The purpose behind the Bayesian Performance Rating (BPR) at a team level is to provide each team a true offensive and a true defensive rating that best explains all of the real game results that we observed from the season. These can be used, along with the BPR ratings of the opposing team, to estimate each team's expected offensive and defensive efficiency (points scored per 100 possessions) in a game. Taking the possession by possession results from each game, and adjusting for home court advantage (more on that in a moment), we run a bayesian regression to find the offensive (OPBR) and defensive (DBPR) coefficients for each team. These coefficients are designed to have 0 as the national average. Thus, very good teams will have higher positive offensive and defensive ratings. A team's overall BPR is just the sum of its OBPR and DBPR.

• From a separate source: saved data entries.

PR #1633, opened 2021-05-06

slauriere:
- Adapt tests in xwiki-platform-extension-test to the updated HTML
  structure of the extension / extension dependencies panes

### DIFF
--- a/xwiki-platform-core/xwiki-platform-extension/xwiki-platform-extension-test/xwiki-platform-extension-test-pageobjects/src/main/java/org/xwiki/extension/test/po/DependencyPane.java
+++ b/xwiki-platform-core/xwiki-platform-extension/xwiki-platform-extension-test/xwiki-platform-extension-test-pageobjects/src/main/java/org/xwiki/extension/test/po/DependencyPane.java
@@ -92,7 +92,7 @@ public class DependencyPane extends BaseElement
         }
         // Unknown dependency, with no link.
         String innerText = container.getText();
-        return innerText.substring(0, innerText.indexOf(getVersion()));
+        return innerText.substring(0, innerText.indexOf(getVersion())).trim();
     }
 
     /**
--- a/xwiki-platform-core/xwiki-platform-extension/xwiki-platform-extension-test/xwiki-platform-extension-test-pageobjects/src/main/java/org/xwiki/extension/test/po/DependencyPane.java
+++ b/xwiki-platform-core/xwiki-platform-extension/xwiki-platform-extension-test/xwiki-platform-extension-test-pageobjects/src/main/java/org/xwiki/extension/test/po/DependencyPane.java
@@ -86,13 +86,7 @@ public class DependencyPane extends BaseElement
      */
     public String getName()
     {
-        WebElement link = getLink();
-        if (link != null) {
-            return link.getText();
-        }
-        // Unknown dependency, with no link.
-        String innerText = container.getText();
-        return innerText.substring(0, innerText.indexOf(getVersion())).trim();
+        return getDriver().findElementWithoutWaiting(container, By.className("extension-name")).getText();
     }
 
     /**
--- a/xwiki-platform-core/xwiki-platform-extension/xwiki-platform-extension-test/xwiki-platform-extension-test-pageobjects/src/main/java/org/xwiki/extension/test/po/ExtensionPane.java
+++ b/xwiki-platform-core/xwiki-platform-extension/xwiki-platform-extension-test/xwiki-platform-extension-test-pageobjects/src/main/java/org/xwiki/extension/test/po/ExtensionPane.java
@@ -187,10 +187,11 @@ public class ExtensionPane extends BaseElement
      */
     private String getXPath()
     {
-        String nameAndVersion =
-            getDriver().findElementWithoutWaiting(container, By.className("extension-title")).getText();
+        String name = getDriver().findElementWithoutWaiting(container, By.className("extension-name")).getText();
+        String version = getDriver().findElementWithoutWaiting(container, By.className("extension-version")).getText();
         return String.format("//form[contains(@class, 'extension-item') and descendant::*["
-            + "contains(@class, 'extension-title') and normalize-space(.) = '%s']]", nameAndVersion);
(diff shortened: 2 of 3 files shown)


slauriere:
A `trim` was introduced in [`DependencyPane#getName`](https://github.com/xwiki/xwiki-platform/pull/1633/commits/64c4ea5944e90c2151dbe27399b1268a7bbf71b1#diff-3ca1ed632f1598afe4fb5ca342beab93049c28fc85d4c1997c69291c39d16f4b): that's because when using `display: flex`, `WebElement#getText()` can include line feeds, which are absent with the default `display`, it seems.

xwiki-platform-core/xwiki-platform-extension/xwiki-platform-extension-test/xwiki-platform-extension-test-pageobjects/src/main/java/org/xwiki/extension/test/po/DependencyPane.java
```diff
@@ -92,7 +92,7 @@ public String getName()
         }
         // Unknown dependency, with no link.
         String innerText = container.getText();
-        return innerText.substring(0, innerText.indexOf(getVersion()));
+        return innerText.substring(0, innerText.indexOf(getVersion())).trim();
```
mflorea, line 95: This feels overly complicated. Maybe there was no ``extension-name`` wrapper when this method was written but we have it now so we should get the extension name from there. This method should have a single line, like the next one (``getVersion``). Can you make this change?

xwiki-platform-core/xwiki-platform-extension/xwiki-platform-extension-test/xwiki-platform-extension-test-pageobjects/src/main/java/org/xwiki/extension/test/po/ExtensionPane.java
```diff
@@ -187,10 +187,11 @@ private ExtensionPane clickAndWaitUntilElementIsVisible(WebElement button, Strin
...
     private String getXPath()
     {
-        String nameAndVersion =
-            getDriver().findElementWithoutWaiting(container, By.className("extension-title")).getText();
+        String name = getDriver().findElementWithoutWaiting(container, By.className("extension-name")).getText();
+        String version = getDriver().findElementWithoutWaiting(container, By.className("extension-version")).getText();
         return String.format("//form[contains(@class, 'extension-item') and descendant::*["
-            + "contains(@class, 'extension-title') and normalize-space(.) = '%s']]", nameAndVersion);
+            + "contains(@class, 'extension-name') and normalize-space(.) = '%s'] and descendant::*["
+            + "contains(@class, 'extension-version') and normalize-space(.) = '%s']]", name, version);
```
mflorea, line 194: This is not good because it can match a **dependency** name or version. You need to limit the scope of the search, e.g. by looking only in the ``extension-header`` or ``extension-title``.

xwiki-platform-core/xwiki-platform-extension/xwiki-platform-extension-test/xwiki-platform-extension-test-pageobjects/src/main/java/org/xwiki/extension/test/po/SearchResultsPane.java
```diff
@@ -71,10 +71,10 @@ public String getNoResultsMessage()
      */
     public ExtensionPane getExtension(String name, String version)
     {
-        String nameAndVersion = name + " " + version;
-        By xpath =
-            By.xpath("//form[contains(@class, 'extension-item') and descendant::*[contains(@class, "
-                + "'extension-title') and normalize-space(.) = '" + nameAndVersion + "']]");
+        String selector = String.format("//form[contains(@class, 'extension-item') and descendant::*["
+            + "contains(@class, 'extension-name') and normalize-space(.) = '%s'] and descendant::*["
+            + "contains(@class, 'extension-version') and normalize-space(.) = '%s']]", name, version);
```
mflorea, line 76: Same as above, you could match a dependency, so you need to restrict the search scope.

mflorea (changes requested):

xwiki-platform-core/xwiki-platform-extension/xwiki-platform-extension-test/xwiki-platform-extension-test-pageobjects/src/main/java/org/xwiki/extension/test/po/ExtensionPane.java
slauriere: Indeed. I just tried to fix this but XPath is new to me and I couldn't find the correct syntax so far. Can I ask you what would be a possible syntax for limiting the scope?

I tried this but there's something wrong with the `descendant` I guess and couldn't find much documentation yet.

```
return String.format("//form[contains(@class, 'extension-item') and descendant::*["
 + "*[@class = 'extension-header']//*[@class = 'extension-name'] and normalize-space(.) = '%s'] and "
 + "descendant::*[*[@class = 'extension-header']//*[@class = 'extension-version'] and normalize-space(.) = '%s']]",
```

manuelleduc: I have the feeling this complex xpath expression could be replaced by a simpler css selector. 
I haven't looking in more details at the code calling `getXPath` but that could be a way to solve your issue.

xwiki-platform-core/xwiki-platform-extension/xwiki-platform-extension-test/xwiki-platform-extension-test-pageobjects/src/main/java/org/xwiki/extension/test/po/DependencyPane.java
slauriere: Indeed, updated in the latest commit

mflorea (approved):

For example, from the 2019-20 season, 4th ranked Baylor's calculated OBPR was 30.2, and their DBPR was 35.9. On the other hand, 319th ranked Idaho had an OBPR of -23.0 and a DBPR of -13.5.
Our team ratings also incorporate team-specific home court advantages, and adjust for each team's pace of play, seen in the True Tempo metric, which is the adjusted pace of play for each team, based on if they were playing the D1 team with the average tempo.
In the Bayesian Performance Rating for players, each player has an Offensive BPR and a Defensive BPR, which are added together to make the player's overall BPR. Player BPR has two components: player impact and player efficiency.
The player impact part of BPR attempts to quantify a player's value to his team by looking at how efficiently his team performed on offense and defense for every possession he played. In addition, we want to adjust for the strength of his teammates on the court with him, along with the strength of opposing players for each possession he was on the court. There are some good existing advanced metrics that attempt to do this, such as Adjusted Plus-Minus. This type of metric focuses on the idea that a player's contribution to his team's margin of victory matters most. APM does not use any individual player statistics, but instead utilizes the score outcome of each possession to determine what players are better than others at positively affecting the outcome of the game, in the form of offensive and defensive efficiency. Our player impact ratings are created in a similar fashion, but we make a few adjustments to negate some of the weaknesses of this type of model, which we will explain later on.
Similar to the BPR team ratings, we want to assign a “true” offensive and defensive rating to each player, which indicates his value to his team when he is on the court. Very good players will have higher positive offensive and defensive ratings, with the average D1 player OBPR and DBPR being set at 0.
The main draw of this type of model is that we not only assess the value of a player to his team, but also account for the strength of the other teammates he shares the court with, along with the strength of the opponent players he faces. If we were to look at a more crude measure of player impact, like plus-minus or basic team efficiency when he is on the floor, it can be helpful, but doesn't answer questions such as “did he play with good teammates or bad teammates?” and “Did he play so well because he only played in garbage time against inferior opponents?”. By using a model that adjusts for the strength of all players on the court, we can more accurately assess the value that a player brings to his team when he is on the court.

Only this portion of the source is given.